Юрисконсульт «Русского слова», приятный, голубоглазый, белокурый Сергей Иванович, улыбнулся, подумал, сообразил, позвонил по телефону, быстро и неразборчиво написал одно письмо, и еще одно, и коротко объяснил:

— Бегите на Тверскую, в редакцию, на третий этаж, к Пономарёву. Он всё устроит. А когда приедете в Астапово, передайте этот конверт Орлову, который, хотя и не спит уже несколько ночей и вообще угрюм и неразговорчив, но с охотой поможет вам, я в этом твердо уверен.

Предположения Сергея Ивановича полностью оправдались.

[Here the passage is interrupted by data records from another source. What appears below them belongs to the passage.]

PR #57, opened 2020-02-15
Use 'format: table' for the push revisions query

### LINKED ISSUE #27: Use ActiveData 'table' format

marco-c:
Fixes #27

### DIFF
--- a/mozci/push.py
+++ b/mozci/push.py
@@ -570,12 +570,11 @@ class Push:
 
 
 def make_push_objects(**kwargs):
-    data = run_query("push_revisions", Namespace(**kwargs))["data"]
+    result = run_query("push_revisions", Namespace(**kwargs))
 
     pushes = []
 
-    for row in data:
-        pushid, date, revs, parents = row['pushid'], row['date'], row['revs'], row['parents']
+    for pushid, date, revs, parents in result["data"]:
         topmost = list(set(revs) - set(parents))[0]
 
         cur = Push([topmost] + [r for r in revs if r != topmost])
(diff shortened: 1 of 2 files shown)


mozci/push.py
```diff
@@ -570,12 +570,11 @@ def __repr__(self):
...
 
 def make_push_objects(**kwargs):
-    data = run_query("push_revisions", Namespace(**kwargs))["data"]
+    result = run_query("push_revisions", Namespace(**kwargs))
 
     pushes = []
 
-    for row in data:
-        pushid, date, revs, parents = row['pushid'], row['date'], row['revs'], row['parents']
+    for pushid, date, revs, parents in result["data"]["data"]:
```
marco-c: The `["data"]["data"]` is needed because of https://github.com/mozilla/ActiveData/issues/186#issuecomment-586573778 (normally it would just be one `["data"]`). If you want to change that on the ActiveData side, I'll update the PR.

klahnakoski: @marco, I will change it on the ActiveData side

klahnakoski: @marco-c this extra `data` appears to be happening inside ADR:  

https://github.com/mozilla/adr/blob/02cf57f2c05159f36b085910f427c2eff83ada33/adr/query.py#L149

The bulk `list` format coming from ActiveData is a simple array of objects, which ADR was so kind to turn into a standard query response.  The `table` format coming from ActiveData is a standard query response; ADR adds the extra `data` property.  
  
Since ADR must change for the table format, give me a little more time to "fix" the `list` format; so both bulk formats have a standard query response.

klahnakoski: I am waiting for test to pass in Activedata:  Meanwhile, here is an update to ADR

https://github.com/mozilla/adr/pull/59/files

marco-c: Thanks! I'll update the PR to match the new, correct, behavior.

Issue #53, opened 2020-02-13
hg.mozilla.org URLs are broken for release and try branches


ahal:
We hardcode `integration` into the HGMO urls:
https://github.com/mozilla/mozci/blob/c8648979e9b3dd7e0806e6d67df13e71eb20ce05/mozci/push.py#L20

This means we'll fail to download data there for central, try, release, etc. We should fix this :)

marco-c:
Reopening as #59 is being reverted for now (with #63).

PR #59, opened 2020-02-19
Refactor hg.mozilla.org url handling

ahal:
Creates a new HGMO class to handle all hg.mozilla.org activities.

### DIFF
--- a/mozci/push.py
+++ b/mozci/push.py
@@ -2,7 +2,6 @@ import math
 from argparse import Namespace
 from collections import defaultdict
 
-import requests
 from adr.errors import MissingDataError
 from adr.query import run_query
 from adr.util.memoize import memoize, memoized_property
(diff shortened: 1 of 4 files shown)


ahal:
Sorry for the force-pushing. I flagged you for review a bit prematurely.

ahal:
This fixes issue #53

mozci/util/hgmo.py
```diff
@@ -0,0 +1,66 @@
...
+    @staticmethod
+    def create(rev, branch='autoland'):
+        key = (branch, rev)
+        if key in HGMO.CACHE:
+            return HGMO.CACHE[key]
+        instance = HGMO(rev, branch)
+        HGMO.CACHE[key] = instance
+        return instance
+
+    @memoize
```
marco-c: I wonder if all the memoization is going to make us use too much memory. I guess we can worry about that if it ever happens.

mozci/push.py
```diff
@@ -78,12 +56,10 @@ def backedoutby(self):
         Returns:
             str or None: The commit revision which backs this push out (or None).
         """
-        global backouts
         backout_rev = self._hgmo.get('backedoutby')
         if not backout_rev:
             return None
 
-        backouts[backout_rev] = True
```
marco-c: This will make us perform more requests, not really so important though since we are going to switch to getting all backouts via ActiveData.

You might want to simplify this function since you're here, ```return self._hgmo.get('backedoutby') or None```

ahal: It actually won't because the `HGMO` class uses an instance cache. So it should be the same number, though as you noted previously, more memory consumption.

mozci/util/hgmo.py
ahal: I was thinking about this, and we should use `adr`'s caching mechanism (powered by [cachy](https://cachy.readthedocs.io/en/latest/)). That way we can store caches permanently on the file system, redis, memcached, etc.

Though the fs cache still isn't negligible, so there may be an argument to memoize it anyway. Maybe something like redis would be faster.

mozci/push.py
marco-c: In this case, we have a HGMO instance for the push revision, but not for the backout one and we were adding the backout revision to the "backouts" cache.
After the change, we'll have to get automation relevance for the backout revision.

ahal: Ah I see now, thanks! I can file an issue to add it back if you like, or if we'll be using AD soon then maybe not much point.

PR #60, opened 2020-02-20
Use a single session for HGMO requests

### LINKED ISSUE #37: Use fewer sessions so we don't have to re-connect often
We are creating a new session for each request. We should possibly re-use sessions so we don't have to reconnect often.
This is especially true for artifact downloads from S3.

marco-c:
Fixes #37


marco-c:
We'll need to reland #59 first before landing this.

PR #65, opened 2020-02-24
Implement some 'create_push' fixtures to reduce test boilerplate

ahal:


ahal:
@marco-c I only converted one test in the last commit as I think it's more of a matter of personal opinion whether that format is more readable or not.

So I'll either convert the rest of the tests or drop that commit entirely depending on what you prefer.

ahal:
I'll note that personally I like the new way better as it is more clear which push is which's parent at a glance.

marco-c:
I like the new way, much cleaner! The only drawback is that you need to think to figure out which one is the "push of interest" mentioned by the comment explaining the scenario.

ahal:
I could do something like:
```
p = create_pushes(6)
current = p[3]
```

I assume `current` was always the "push of interest"? We do make assertions on more than just that one, so technically aren't all pushes we make assertions against "of interest"?

marco-c:
Yeah I guess one can understand the test anyway, let's forget about it.

PR #78, opened 2020-03-09
Remove 'reftest' and 'crashtest' from NO_GROUPS_SUITE

ahal:


ahal:
I was hitting failures that these suites had groups. I think this is one of the ones :gbrown fixed. Just flagging you as I'm wondering why you hadn't hit it yet?

marco-c:
I've done the same change a few days ago: https://github.com/mozilla/mozci/commit/84c0af62b04807b6463e6515684ab37108758178.

Issue #51, opened 2020-02-11
Create documentation and README


ahal:
We should update the README and add some Sphinx documentation.

ahal:
Fixed by:
https://github.com/mozilla/mozci/commit/aef66e66fac686aaa6f5b1a2d0b2834b1e79f247

(Still tons of room for improvement, but at least we have a place we can start adding to)

PR #84, opened 2020-03-12
Fixes for ETL

klahnakoski:
Some points where None/missing data is found.  These may not be good solutions, but at least they point out where some problems are

### DIFF
--- a/mozci/push.py
+++ b/mozci/push.py
@@ -282,8 +282,11 @@ class Push:
         Returns:
             set: A set of task labels (str).
         """
-        tasks = self.decision_task.get_artifact("public/task-graph.json").values()
-        return {t["label"] for t in tasks}
+        try:
+            tasks = self.decision_task.get_artifact("public/task-graph.json").values()
+            return {t["label"] for t in tasks}
+        except Exception as e:
+            return set()
 
     @property
     def unscheduled_task_labels(self):
@@ -534,6 +537,8 @@ class Push:
         """
         index = self.index + ".source.shadow-scheduler-{}".format(name)
         task = Task(id=find_task_id(index))
+        if task.id==None:
+            return set()
         labels = task.get_artifact("public/shadow-scheduler/optimized_tasks.list")
         return set(labels.splitlines())
 
--- a/mozci/util/taskcluster.py
+++ b/mozci/util/taskcluster.py
@@ -4,6 +4,7 @@
 # file, You can obtain one at http://mozilla.org/MPL/2.0/.
 
 import functools
+import logging
 
 import requests
 import taskcluster_urls as liburls
@@ -86,6 +87,7 @@ def find_task_id(index_path, use_proxy=False):
         response = _do_request(get_index_url(index_path))
     except requests.exceptions.HTTPError as e:
         if e.response.status_code == 404:
-            raise KeyError("index path {} not found".format(index_path))
+            logging.getLogger(__name__).warning("index path {} not found".format(index_path))
+            return None
         raise
     return response.json()["taskId"]


mozci/util/taskcluster.py
```diff
@@ -86,6 +87,7 @@ def find_task_id(index_path, use_proxy=False):
         response = _do_request(get_index_url(index_path))
     except requests.exceptions.HTTPError as e:
         if e.response.status_code == 404:
-            raise KeyError("index path {} not found".format(index_path))
+            logging.getLogger(__name__).warning("index path {} not found".format(index_path))
+            return None
```
ahal: I think it's better to raise here and let consumers handle the exception. Maybe that's in the `push.py` file, or maybe it's in the `scheduler_analysis` script. I'd need to think about it.

mozci/push.py
```diff
@@ -282,8 +282,11 @@ def scheduled_task_labels(self):
         Returns:
             set: A set of task labels (str).
         """
-        tasks = self.decision_task.get_artifact("public/task-graph.json").values()
-        return {t["label"] for t in tasks}
+        try:
+            tasks = self.decision_task.get_artifact("public/task-graph.json").values()
+            return {t["label"] for t in tasks}
+        except Exception as e:
+            return set()
```
ahal: This seems dangerous. We want this to fail if there is an Exception, otherwise the errors might be going undetected.

mozci/push.py
```diff
@@ -534,6 +537,8 @@ def get_shadow_scheduler_tasks(self, name):
         """
         index = self.index + ".source.shadow-scheduler-{}".format(name)
         task = Task(id=find_task_id(index))
+        if task.id==None:
+            return set()
```
ahal: Do you remember the exception being raised here?

ahal:
I filed https://github.com/mozilla/mozci/issues/85

I'll leave this open for now just to remember where the pain points were.

mozci/push.py
klahnakoski: This line is propagating the Nones from the `if e.response.status_code == 404:` from `find_task_id()`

Пономарев познакомил с каким-то молодым человеком нездорового вида с увядшим желтоватым лицом и отвисшей нижней губой.

Молодой человек церемонно представился:

— Ракшанин.

— Очень приятно, всегда читаю ваши статьи в «Русском слове».

Желтоватое лицо сразу порозовело, уши оттопырились, нижняя губа еще более отвисла.

В узких саночках, по дороге на Курский вокзал, всё выяснилось.

Ракшанин не только подражал Дорошевичу, на которого впрочем отдалённо был похож, но при всяком удобном и неудобном случае, с таинственным видом сообщил, что он его, Власа Михайловича, незаконный сын, и что если бы не эта… тут следовало звонкое существительное, актриса Миткевич, на которой знаменитый папаша на старости лет сдуру женился, то он, Ракшанин, мог бы быть помощником редактора, а не хроникёром на затычку…

— Вот и сейчас посылает меня заменить Костю Орлова, который с ног сбился, а сам рябчиков с брусникой уплетает…

Рассказ был неожиданный, биография тоже.

Но по ходу действий, как говорит Зощенко, надо было верить, поддакивать, и с искренним видом соглашаться.

Много лет спустя, когда читал я с немалым удовольствием «Двенадцать стульев» Ильфа и Петрова, родословная героев, несмотря на смелость вымысла, казалась уже не только правдоподобной, но в какой-то мере традиционной и преемственно связанной с далёким прошлым.

Конечно, всякому овощу свое время, но от незаконного сына Дорошевича до детей лейтенанта Шмидта шла несомненно прямая линия…

С начальником движения на Курском вокзале Ракшанин держал себя в высокой степени независимо.

Презрительно оттопыривал губу, показывал какой-то открытый лист с печатями градоначальства, почему-то предлагал в случае сомнений, позвонить генералу Дедюлину в Петербург, осторожно намекал на то, что имена железнодорожных деятелей, оказавших содействие будут, само собой разумеется, с благодарностью упомянуты в печати, в отчёте о погребении великого писателя, и в качестве последнего удара, наклонился к самому уху начальника движения и доверительно шепнул:

— Ни я, ни Влас Михайлович услуг не забывают.

Скала не выдержала.

Через несколько минут синие пропуски для представителей печати были выданы, победоносный Ракшанин шел впереди, случайный корреспондент «Голоса юга», соблюдая дистанцию, следовал за ним, а окончательное сближение произошло в переполненном до отказа ночном поезде, — в бесчисленных ходатайствах о дополнительных поездных составах было твёрдо отказано.

По дороге Ракшанин уснул.

Надо было воспользоваться антрактом, собраться с мыслями.

Выйти на обледенелую площадку, подышать чистым морозным воздухом.